Statistically significant result
A result whose P-value is below the chosen significance level; indicates data that would be rare if the null were true, but does not automatically mean the effect is large or important.
Total variation distance
For categorical data, half the sum of absolute differences between category proportions in two distributions; used as a test statistic to measure how far observed counts are from the model.
A/B test
A randomized comparison between two versions (A and B), often using a difference in group means or proportions as the test statistic to see if one version outperforms the other.
Bootstrap sample
A sample of the same size as the original, drawn with replacement from the original sample; treats the sample as a stand-in for the population.
Bootstrap distribution
The empirical distribution of many bootstrap statistics (means, medians, slopes, etc.) computed from many bootstrap samples.
Bootstrap principle
If the original sample is large and representative, resampling from it mimics sampling from the population, so the bootstrap distribution approximates the sampling distribution of the statistic.
Percentile confidence interval
A confidence interval for a parameter built by taking appropriate percentiles of the bootstrap distribution (for example the middle 95% for a 95% interval).
Confidence level
The long-run percentage of confidence intervals produced by a method that contain the true parameter in repeated, similar studies (for example 95%).
Correct confidence interval interpretation
A 95% CI means the method would capture the true parameter about 95% of the time in repeated studies; the parameter is fixed, the interval is random.
When not to use bootstrap
Avoid bootstrapping when the original sample is tiny, badly biased, or when you want intervals for statistics driven by rare extremes (like min or max).
Central Limit Theorem
For large random samples, the distribution of the sample mean is approximately normal with mean equal to the population mean and SD equal to the population SD divided by sqrt(n), regardless of the shape of the population.

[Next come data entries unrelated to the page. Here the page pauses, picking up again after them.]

PR #355, opened 2026-07-06
Implement the test service.

Chounoki:


server/chassismanager/chassismanager.go
```diff
@@ -33,6 +36,8 @@ type InMemoryChassisManager struct {
 	chassis map[string]*cpb.Chassis
 }
 
+var channel chan *bpb.ReportStatusRequest
```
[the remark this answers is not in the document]
Chounoki: Done.

server/chassismanager/chassismanager.go
```diff
@@ -77,11 +82,39 @@ func (m *InMemoryChassisManager) UpdateStatus(ctx context.Context, req *bpb.Repo
...
+	if channel != nil {
+		switch req.GetStatus() {
+		case bpb.ReportStatusRequest_BOOTSTRAP_STATUS_SUCCESS, bpb.ReportStatusRequest_BOOTSTRAP_STATUS_FAILURE:
+			select {
+			case channel <- req:
+			default:
+				log.Warningf("Channel is full, dropping status update: %v", req.GetStatus())
+			}
+		}
+	}
```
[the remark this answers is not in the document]
Chounoki: Done.

server/chassismanager/chassismanager.go
```diff
@@ -77,11 +82,39 @@ func (m *InMemoryChassisManager) UpdateStatus(ctx context.Context, req *bpb.Repo
...
+		return nil, status.Errorf(codes.DeadlineExceeded, "context deadline exceeded")
+	}
+}
+
 // New returns a new in-memory chassis manager.
 func New(config *cpb.Config) *InMemoryChassisManager {
+	// If test mode is enabled, we create a channel for fetching status.
+	if config.GetTestMode() {
+		channel = make(chan *bpb.ReportStatusRequest, 1)
+	}
```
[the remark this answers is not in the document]
Chounoki: Done.

server/chassismanager/chassismanager.go
```diff
@@ -77,11 +82,39 @@ func (m *InMemoryChassisManager) UpdateStatus(ctx context.Context, req *bpb.Repo
...
+func (m *InMemoryChassisManager) FetchStatus(ctx context.Context, req *tpb.FetchStatusRequest) (*bpb.ReportStatusRequest, error) {
+	if channel == nil {
+		return nil, status.Errorf(codes.FailedPrecondition, "fetching status is only supported in test mode")
+	}
+	select {
+	case status := <-channel:
+		return status, nil
+	case <-ctx.Done():
+		return nil, status.Errorf(codes.DeadlineExceeded, "context deadline exceeded")
+	}
```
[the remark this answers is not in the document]
Chounoki: Done.

server/chassismanager/chassismanager.go
```diff
@@ -23,14 +23,19 @@ import (
...
 	bpb "github.com/openconfig/bootz/proto/bootz"
+	tpb "github.com/openconfig/bootz/proto/test"
 	cpb "github.com/openconfig/bootz/server/proto/config"
 )
 
 // InMemoryChassisManager provides a simple in memory handler for chassis.
 type InMemoryChassisManager struct {
 	chassis map[string]*cpb.Chassis
+	// channel is used to fetch bootstrap status when in test mode.
+	channel chan *bpb.ReportStatusRequest
```
gmacf: We should name this something more descriptive.

proto/test.proto
```diff
@@ -0,0 +1,34 @@
...
+import "google/protobuf/struct.proto";
+
+import "github.com/openconfig/bootz/proto/bootz.proto";
+
+option go_package = "github.com/openconfig/bootz/proto/test";
+
+// The test service definition.
+service Test {
+  // This RPC fetches the bootstrap result from the Bootz server.
+  // It blocks until the bootstrap process succeeds or fails.
```
gmacf: I wouldn't recommend using a blocking unary RPC. This is perfectly suited for a streaming RPC instead.

gmacf: See https://github.com/openconfig/bootz/blob/8290c185f6101c3ad3a55c131324e3cbc4825e4c/server/tests/proto/sut.proto#L121 for an example of what this looks like.

server/server.go
```diff
@@ -114,6 +115,10 @@ func NewServer(config *cpb.Config, opts ...Opts) (*Server, error) {
 	}
 	s := grpc.NewServer(grpc.Creds(credentials.NewTLS(conf)))
 	bpb.RegisterBootstrapServer(s, c)
+	// Register the test service only if we are in test mode.
+	if config.GetTestMode() {
+		tpb.RegisterTestServer(s, cm)
```
gmacf, line 118: You cannot use the gRPC credentials created for the device-facing gRPC service here. These credentials load the vendor trust bundle and potentially check for IDevID certs. In reality, the Monax <-> Bootz SUT gRPC communication will not use this.

You are better off creating another gRPC server in parallel.

server/server.go
```diff
@@ -114,6 +115,10 @@ func NewServer(config *cpb.Config, opts ...Opts) (*Server, error) {
 	}
 	s := grpc.NewServer(grpc.Creds(credentials.NewTLS(conf)))
 	bpb.RegisterBootstrapServer(s, c)
+	// Register the test service only if we are in test mode.
+	if config.GetTestMode() {
```
gmacf, line 117: I'm not sure if we need this check. The implementation here is going to be used for testing anyway and so it's probably fine to always start the other gRPC service.

server/chassismanager/chassismanager.go
Chounoki: Sure. Any suggestion of the name?

server/server.go
Chounoki: Since we create the RPC server using TLS config `VerifyClientCertIfGiven`, I think when we make the test RPC call in Monax test, we don't have to provide any cert and the connection will be accepted. So I guess we don't have to create another gRPC server in parallel.

https://github.com/openconfig/bootz/blob/8290c185f6101c3ad3a55c131324e3cbc4825e4c/common/tls/tls.go#L135

proto/test.proto
Chounoki: Since we always terminate the Monax test on the very first valid status report, I thought streaming RPC might be redundant, which will make both the caller code and the callee code more complex than unary RPC.

But if you prefer streaming RPC, I can change to it.

server/server.go
Chounoki: My thinking was that since this repository is open source, anyone may use this repository to build their own Bootz server for their organization's internal production bootstrapping, so it would be better not to expose this test RPC when it is not configured as a test server.

Because this test RPC does not require any credential and will become a vulnerability if exposed in production environment.

server/chassismanager/chassismanager.go
Chounoki: Done. Changed to `subscriberChannel`.

proto/test.proto
Chounoki: Done.

server/server.go
gmacf: You don't have the ability to control what authentication method Monax uses to connect to SUTs. See https://github.com/openconfig/monax/blob/0bf89ed4a9a19192824c7120c11451b80cc5a72a/grpc.go#L92

Currently it uses `insecure` which disables all transport security. Bootz server is specifically listening for TLS handshakes.

gmacf (changes requested):

server/server.go
Chounoki: Thanks for pointing this out.

This does mean we need to create a new RPC server listening on a new port.

I guess in the meanwhile we should probably also create a bug to Monax team for TLS support in future.

Chounoki: Monax team has updated their codebase with RPC call options to support secured RPC calls.

https://github.com/openconfig/monax/blob/883500dc841b87c539c575068dd7d3d6423e311b/grpc.go#L94

We don't need to create yet another insecure RPC server in parallel now.

gmacf (approved):

PR #358, opened 2026-07-15
Add ipv6 support to bootz server.

chaskayamane:
The ipv6 format uses colons, `:`, in the address so splitting on colon to find port does not work for ipv6 addresses. By adding port as a separate config field, we can support ipv6 bootz server addresses.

Distribution of the sample mean
Under CLT conditions, the sample mean is approximately N(mu, sigma/sqrt(n)), centered at the true mean with smaller spread as n increases.
Accuracy vs sample size
As n grows, the SD of the sample mean shrinks like 1/sqrt(n), so estimates become less variable, but each additional observation helps a bit less than the previous one.
Proportion as mean of 0–1s
If you code success as 1 and failure as 0, then the population proportion of successes is the population mean of the 0–1 data, and the sample proportion is the sample mean.
Approximate 95 percent CI for a mean
When the sample mean is roughly normal, an informal 95% CI is sample mean ± 2 × SD(sample mean); this uses the CLT to quantify uncertainty.
Worst-case SD for a 0–1 population
The largest possible SD of a 0–1 variable is 0.5, occurring when half the population are 1s and half are 0s; used as a conservative plug-in when planning sample size.
Sample size for desired CI width
You choose n so that desired width ≈ 4 × SD(statistic)/sqrt(n); for proportions you often use SD ≈ 0.5 to get a safe upper bound on needed n.
Correlation coefficient r
A unitless measure of linear association between two numerical variables, equal to the average product of x and y in standard units; r is between −1 and 1.
Interpretation of r
The sign of r gives the direction (positive or negative) and the magnitude (near 0 or near 1 in absolute value) describes the strength of the linear pattern.
Correlation pitfalls
Correlation only captures linear relationships, is sensitive to outliers, and never by itself proves causation or tells you which variable causes which.
Regression line
The straight line that minimizes the mean squared residuals when predicting y from x; gives the best linear predictor of y based on x under squared error.
Regression slope formula
Slope = r × (SD of y)/(SD of x); in standard units the regression line always has slope equal to r.